-- Supplied records follows --

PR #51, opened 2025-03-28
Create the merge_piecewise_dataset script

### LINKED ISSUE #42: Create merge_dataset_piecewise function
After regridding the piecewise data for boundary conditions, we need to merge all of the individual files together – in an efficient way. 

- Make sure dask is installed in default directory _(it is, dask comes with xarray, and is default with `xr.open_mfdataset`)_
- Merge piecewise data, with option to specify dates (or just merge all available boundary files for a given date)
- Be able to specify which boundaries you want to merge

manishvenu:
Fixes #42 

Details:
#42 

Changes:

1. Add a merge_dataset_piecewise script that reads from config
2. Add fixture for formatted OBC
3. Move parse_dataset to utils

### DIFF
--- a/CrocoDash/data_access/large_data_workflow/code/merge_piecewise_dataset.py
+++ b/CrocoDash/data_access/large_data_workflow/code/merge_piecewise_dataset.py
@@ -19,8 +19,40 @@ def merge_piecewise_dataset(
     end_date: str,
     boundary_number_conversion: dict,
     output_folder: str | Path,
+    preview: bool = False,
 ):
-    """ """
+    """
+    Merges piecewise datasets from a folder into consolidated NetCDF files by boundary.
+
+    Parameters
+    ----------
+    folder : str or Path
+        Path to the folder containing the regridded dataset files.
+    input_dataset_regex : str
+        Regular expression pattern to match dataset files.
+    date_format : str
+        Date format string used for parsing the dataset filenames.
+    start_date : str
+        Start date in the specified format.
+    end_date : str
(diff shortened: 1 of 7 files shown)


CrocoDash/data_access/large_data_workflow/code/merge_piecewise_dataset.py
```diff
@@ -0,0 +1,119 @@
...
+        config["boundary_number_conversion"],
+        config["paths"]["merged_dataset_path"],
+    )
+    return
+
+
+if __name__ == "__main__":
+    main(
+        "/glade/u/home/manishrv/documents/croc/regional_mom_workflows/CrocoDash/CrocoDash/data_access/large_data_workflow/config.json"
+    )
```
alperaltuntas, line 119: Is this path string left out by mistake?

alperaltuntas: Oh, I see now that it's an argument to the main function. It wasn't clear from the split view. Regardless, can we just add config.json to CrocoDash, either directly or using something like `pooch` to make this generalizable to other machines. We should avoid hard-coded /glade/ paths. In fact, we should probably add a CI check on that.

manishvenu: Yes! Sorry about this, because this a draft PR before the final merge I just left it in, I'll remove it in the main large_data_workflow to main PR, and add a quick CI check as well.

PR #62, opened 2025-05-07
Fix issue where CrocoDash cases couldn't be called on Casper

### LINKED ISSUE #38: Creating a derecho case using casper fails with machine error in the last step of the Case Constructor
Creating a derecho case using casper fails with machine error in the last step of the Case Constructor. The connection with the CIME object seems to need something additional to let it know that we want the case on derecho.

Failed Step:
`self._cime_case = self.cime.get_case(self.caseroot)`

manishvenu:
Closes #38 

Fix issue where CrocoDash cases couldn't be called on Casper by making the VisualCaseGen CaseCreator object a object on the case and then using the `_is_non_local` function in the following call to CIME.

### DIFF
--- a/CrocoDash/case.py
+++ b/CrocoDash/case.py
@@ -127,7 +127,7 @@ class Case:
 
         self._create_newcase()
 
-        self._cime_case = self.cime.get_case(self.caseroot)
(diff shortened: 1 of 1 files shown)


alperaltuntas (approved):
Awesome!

-- Supplied records concluded --
-- Supplied records follows --

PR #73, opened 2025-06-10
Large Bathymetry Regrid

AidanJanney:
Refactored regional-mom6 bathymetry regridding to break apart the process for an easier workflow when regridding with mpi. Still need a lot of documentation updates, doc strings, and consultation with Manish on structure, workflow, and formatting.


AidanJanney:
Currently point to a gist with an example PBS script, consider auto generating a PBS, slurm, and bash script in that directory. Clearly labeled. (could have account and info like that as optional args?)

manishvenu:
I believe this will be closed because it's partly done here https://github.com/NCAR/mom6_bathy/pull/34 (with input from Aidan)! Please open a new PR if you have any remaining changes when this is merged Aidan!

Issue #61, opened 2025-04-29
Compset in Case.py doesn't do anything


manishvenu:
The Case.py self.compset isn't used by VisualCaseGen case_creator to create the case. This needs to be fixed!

-- Supplied records concluded --

■ **Your assignment**: Among the lines above, find those with the word "paths" and list them.

■ **Solution to this problem**:
+        config["paths"]["merged_dataset_path"],
alperaltuntas: Oh, I see now that it's an argument to the main function. It wasn't clear from the split view. Regardless, can we just add config.json to CrocoDash, either directly or using something like `pooch` to make this generalizable to other machines. We should avoid hard-coded /glade/ paths. In fact, we should probably add a CI check on that.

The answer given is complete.